[Stored data]
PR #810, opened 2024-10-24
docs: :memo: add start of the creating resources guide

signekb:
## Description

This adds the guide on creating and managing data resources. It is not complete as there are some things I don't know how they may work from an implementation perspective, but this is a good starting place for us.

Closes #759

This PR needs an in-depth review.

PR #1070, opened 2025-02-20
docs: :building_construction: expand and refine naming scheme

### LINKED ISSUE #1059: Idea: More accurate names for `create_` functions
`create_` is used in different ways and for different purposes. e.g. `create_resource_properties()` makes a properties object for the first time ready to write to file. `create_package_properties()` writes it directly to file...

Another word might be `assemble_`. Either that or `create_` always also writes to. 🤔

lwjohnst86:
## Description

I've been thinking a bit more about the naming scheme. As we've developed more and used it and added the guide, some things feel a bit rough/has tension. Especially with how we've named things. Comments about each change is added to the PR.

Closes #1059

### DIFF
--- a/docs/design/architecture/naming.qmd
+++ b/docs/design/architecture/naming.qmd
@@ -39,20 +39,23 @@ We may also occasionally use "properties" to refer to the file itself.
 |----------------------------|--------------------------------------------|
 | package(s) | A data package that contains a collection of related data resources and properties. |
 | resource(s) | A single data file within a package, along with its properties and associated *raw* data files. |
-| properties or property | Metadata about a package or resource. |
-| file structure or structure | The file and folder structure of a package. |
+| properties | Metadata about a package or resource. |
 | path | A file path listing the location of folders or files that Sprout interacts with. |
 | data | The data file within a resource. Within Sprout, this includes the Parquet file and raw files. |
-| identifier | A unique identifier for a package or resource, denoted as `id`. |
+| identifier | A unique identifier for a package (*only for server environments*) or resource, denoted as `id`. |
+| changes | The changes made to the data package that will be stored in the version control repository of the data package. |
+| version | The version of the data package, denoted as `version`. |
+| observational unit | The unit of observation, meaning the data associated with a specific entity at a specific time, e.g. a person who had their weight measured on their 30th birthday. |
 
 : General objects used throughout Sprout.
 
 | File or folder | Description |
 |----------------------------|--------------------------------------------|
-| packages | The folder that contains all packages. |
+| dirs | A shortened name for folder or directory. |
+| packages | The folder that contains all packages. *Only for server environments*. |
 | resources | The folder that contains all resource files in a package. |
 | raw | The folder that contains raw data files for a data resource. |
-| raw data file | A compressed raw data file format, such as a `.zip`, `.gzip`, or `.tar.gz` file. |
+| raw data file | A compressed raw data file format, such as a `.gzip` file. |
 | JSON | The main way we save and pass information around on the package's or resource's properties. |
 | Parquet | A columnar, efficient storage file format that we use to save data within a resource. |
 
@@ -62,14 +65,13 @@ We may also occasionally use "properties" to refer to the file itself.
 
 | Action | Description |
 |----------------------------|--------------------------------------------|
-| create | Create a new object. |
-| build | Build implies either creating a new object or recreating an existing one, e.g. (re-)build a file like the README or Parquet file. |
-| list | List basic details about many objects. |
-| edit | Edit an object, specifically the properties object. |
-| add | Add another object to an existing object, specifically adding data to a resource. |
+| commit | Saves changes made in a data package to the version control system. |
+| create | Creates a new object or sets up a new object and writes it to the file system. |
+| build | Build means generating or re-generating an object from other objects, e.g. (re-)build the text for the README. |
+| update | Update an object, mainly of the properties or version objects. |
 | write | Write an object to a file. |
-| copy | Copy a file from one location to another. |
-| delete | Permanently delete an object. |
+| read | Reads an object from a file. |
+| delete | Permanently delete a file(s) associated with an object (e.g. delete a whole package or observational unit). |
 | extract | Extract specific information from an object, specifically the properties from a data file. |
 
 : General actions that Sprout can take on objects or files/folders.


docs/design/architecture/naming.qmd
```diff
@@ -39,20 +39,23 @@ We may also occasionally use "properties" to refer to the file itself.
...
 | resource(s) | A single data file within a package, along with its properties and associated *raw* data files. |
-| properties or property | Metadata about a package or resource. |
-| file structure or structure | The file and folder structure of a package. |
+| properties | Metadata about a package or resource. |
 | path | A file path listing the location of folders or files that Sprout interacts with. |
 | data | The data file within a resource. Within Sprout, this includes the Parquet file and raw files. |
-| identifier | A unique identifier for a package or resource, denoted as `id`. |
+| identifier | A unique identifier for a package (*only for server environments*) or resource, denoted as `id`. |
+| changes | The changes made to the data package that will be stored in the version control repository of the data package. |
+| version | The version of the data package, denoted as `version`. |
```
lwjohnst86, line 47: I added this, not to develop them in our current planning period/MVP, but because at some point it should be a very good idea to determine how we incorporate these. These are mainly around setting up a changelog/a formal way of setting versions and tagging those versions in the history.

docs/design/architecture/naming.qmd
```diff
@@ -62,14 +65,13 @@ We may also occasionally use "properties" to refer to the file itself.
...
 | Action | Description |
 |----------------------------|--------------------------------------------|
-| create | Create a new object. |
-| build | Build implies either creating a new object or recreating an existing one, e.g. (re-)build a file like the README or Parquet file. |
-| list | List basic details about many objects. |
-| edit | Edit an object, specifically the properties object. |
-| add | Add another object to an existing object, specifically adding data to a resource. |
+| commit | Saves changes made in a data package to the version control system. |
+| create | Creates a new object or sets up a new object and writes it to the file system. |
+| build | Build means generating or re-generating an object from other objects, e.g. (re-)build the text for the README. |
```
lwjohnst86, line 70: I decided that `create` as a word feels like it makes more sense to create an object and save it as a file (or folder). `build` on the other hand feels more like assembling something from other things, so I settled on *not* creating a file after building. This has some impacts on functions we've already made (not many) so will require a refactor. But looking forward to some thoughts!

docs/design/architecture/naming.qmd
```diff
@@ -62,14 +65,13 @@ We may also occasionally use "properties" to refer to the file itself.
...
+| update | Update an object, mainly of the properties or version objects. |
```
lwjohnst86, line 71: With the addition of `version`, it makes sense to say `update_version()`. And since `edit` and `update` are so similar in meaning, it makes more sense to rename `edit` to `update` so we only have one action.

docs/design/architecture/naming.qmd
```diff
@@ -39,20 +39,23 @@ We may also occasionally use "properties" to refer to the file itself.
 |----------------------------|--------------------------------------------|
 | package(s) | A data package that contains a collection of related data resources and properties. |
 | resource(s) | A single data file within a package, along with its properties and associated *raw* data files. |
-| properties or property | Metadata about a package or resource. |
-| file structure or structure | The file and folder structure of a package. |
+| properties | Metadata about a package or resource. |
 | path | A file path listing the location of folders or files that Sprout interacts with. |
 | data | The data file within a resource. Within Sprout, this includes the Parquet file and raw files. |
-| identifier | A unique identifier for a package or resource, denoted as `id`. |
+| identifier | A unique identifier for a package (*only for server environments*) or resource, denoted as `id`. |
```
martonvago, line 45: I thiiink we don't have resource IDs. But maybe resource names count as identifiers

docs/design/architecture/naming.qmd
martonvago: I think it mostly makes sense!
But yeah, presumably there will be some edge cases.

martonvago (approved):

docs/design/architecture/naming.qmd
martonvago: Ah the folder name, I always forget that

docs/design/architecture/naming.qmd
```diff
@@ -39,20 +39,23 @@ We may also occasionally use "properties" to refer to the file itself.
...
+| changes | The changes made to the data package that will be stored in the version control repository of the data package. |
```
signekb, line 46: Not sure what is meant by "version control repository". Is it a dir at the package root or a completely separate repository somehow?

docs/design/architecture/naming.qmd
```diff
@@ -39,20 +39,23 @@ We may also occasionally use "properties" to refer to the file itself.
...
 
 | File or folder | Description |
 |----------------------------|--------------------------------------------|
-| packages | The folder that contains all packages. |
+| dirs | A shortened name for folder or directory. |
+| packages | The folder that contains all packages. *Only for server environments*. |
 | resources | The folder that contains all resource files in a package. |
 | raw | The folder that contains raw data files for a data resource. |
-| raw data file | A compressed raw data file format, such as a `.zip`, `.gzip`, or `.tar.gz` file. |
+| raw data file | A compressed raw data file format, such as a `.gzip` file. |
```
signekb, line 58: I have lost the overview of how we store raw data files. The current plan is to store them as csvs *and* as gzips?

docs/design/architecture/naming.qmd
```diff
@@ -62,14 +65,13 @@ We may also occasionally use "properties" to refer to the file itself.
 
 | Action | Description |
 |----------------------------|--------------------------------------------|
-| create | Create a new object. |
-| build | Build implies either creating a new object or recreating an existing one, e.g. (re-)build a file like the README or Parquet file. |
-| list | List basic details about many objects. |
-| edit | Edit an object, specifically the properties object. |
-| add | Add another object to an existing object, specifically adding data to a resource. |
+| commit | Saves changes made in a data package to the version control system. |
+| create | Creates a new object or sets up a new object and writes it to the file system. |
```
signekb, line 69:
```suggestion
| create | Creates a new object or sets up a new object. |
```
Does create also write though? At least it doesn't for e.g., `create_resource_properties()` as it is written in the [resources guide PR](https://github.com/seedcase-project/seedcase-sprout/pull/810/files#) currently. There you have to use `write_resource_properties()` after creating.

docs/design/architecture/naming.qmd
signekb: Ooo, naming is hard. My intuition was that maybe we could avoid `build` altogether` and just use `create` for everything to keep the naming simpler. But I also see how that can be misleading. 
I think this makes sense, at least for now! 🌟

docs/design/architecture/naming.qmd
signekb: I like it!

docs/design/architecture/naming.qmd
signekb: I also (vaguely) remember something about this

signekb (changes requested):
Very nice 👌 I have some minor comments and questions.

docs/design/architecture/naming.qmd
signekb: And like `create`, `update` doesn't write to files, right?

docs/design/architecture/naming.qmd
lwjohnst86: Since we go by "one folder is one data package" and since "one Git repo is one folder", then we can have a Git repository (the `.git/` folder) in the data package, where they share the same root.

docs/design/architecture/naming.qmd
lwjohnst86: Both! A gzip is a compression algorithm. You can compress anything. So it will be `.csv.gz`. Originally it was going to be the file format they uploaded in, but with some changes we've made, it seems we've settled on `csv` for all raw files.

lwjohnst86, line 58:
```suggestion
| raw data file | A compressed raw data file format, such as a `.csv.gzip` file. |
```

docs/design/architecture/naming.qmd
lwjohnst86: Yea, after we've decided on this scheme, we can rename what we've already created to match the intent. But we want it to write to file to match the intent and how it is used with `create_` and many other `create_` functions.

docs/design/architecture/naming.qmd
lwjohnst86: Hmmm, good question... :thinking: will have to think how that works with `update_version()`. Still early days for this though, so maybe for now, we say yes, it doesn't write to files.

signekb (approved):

▶ [Directions for this task]: Look back at the data above. Transcribe exactly the lines starting at the line that contains "signekb: Ooo, naming" and ending at the line that contains "signekb: And like".

▶ [Output of the task]:
signekb: Ooo, naming is hard. My intuition was that maybe we could avoid `build` altogether` and just use `create` for everything to keep the naming simpler. But I also see how that can be misleading. 
I think this makes sense, at least for now! 🌟

docs/design/architecture/naming.qmd
signekb: I like it!

docs/design/architecture/naming.qmd
signekb: I also (vaguely) remember something about this

signekb (changes requested):
Very nice 👌 I have some minor comments and questions.

docs/design/architecture/naming.qmd
signekb: And like `create`, `update` doesn't write to files, right?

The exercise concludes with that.